Unter der Überschrift „Kompass“ spielte sie ein persönlich gefärbtes Programm. In ihrer gewinnenden Art führte Henriette Gärtner in die gespielten Werke ein, und die Besucher erfuhren, dass sie mit Clementis Sonaten in frühester Jugend das Klavierspielen gelernt hatte. Aus diesem Grund habe sie jetzt seine Sonate in B-dur ausgewählt. Auch aus einem anderen Grund: Im legendären Klavierwettstreit 1781 in Wien spielte Clementi diese und Mozart seine Variationen über „Ah, vous dirai-je, maman“. Das Publikum sprach damals Clementi den Preis zu. Mozart benutzte das Hauptthema dieser Clementisonate als Fugenthema in der „Zauberflöten“-Ouvertüre.

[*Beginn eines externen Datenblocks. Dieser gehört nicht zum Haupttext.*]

PR #999, opened 2022-09-19
requirements/setup.cfg: drop yapf

Bastian-Krause:
**Description**
We do not use yapf in our current workflow. To improve code style consistency and reduce discussions about style, we want to switch to [black](https://github.com/psf/black) in a future PR and enforce it via CI step by step.

For now, only drop yapf.


Emantor (approved):

Emantor:
Thanks!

Beethovens letzte Klaviersonate in c-Moll (op. 111) sei ein Meilenstein für jeden Pianisten, das Endprodukt einer lebenslangen Beschäftigung mit und gleichzeitig das Zerbrechen der Sonatenform. Nach dem zweiten himmlischen, verklingenden Satz einer variierten Arietta sei kein dritter Satz mehr nötig oder möglich. In Schumanns Kinderszenen als Rückerinnerung eines Erwachsenen an seine Kinderzeit sei sie besonders von „Kind im Einschlummern“ angetan. Mit den effektvollen, mit schnellen Läufen und dichten Akkorden gespickten Variationen von Klavierbauer Henri Herz über „Non pìu mesta“ aus Rossinis Oper „Aschenbrödel“ schloss der erste Teil.
Den zweiten Teil füllte die zweisätzige c-Moll-Sonate von Beethoven aus, ein gewaltiges Spätwerk. Es ist ein Motiv aus 13 Tönen, das von Interpreten und Publikum einiges abverlangt. Für den Beifall, für die Blumen und Gaben bedankte sich Henriette Gärtner mit einem wunderschön gespielten Präludium von Bach in der Bearbeitung von Alexander I. Siloti.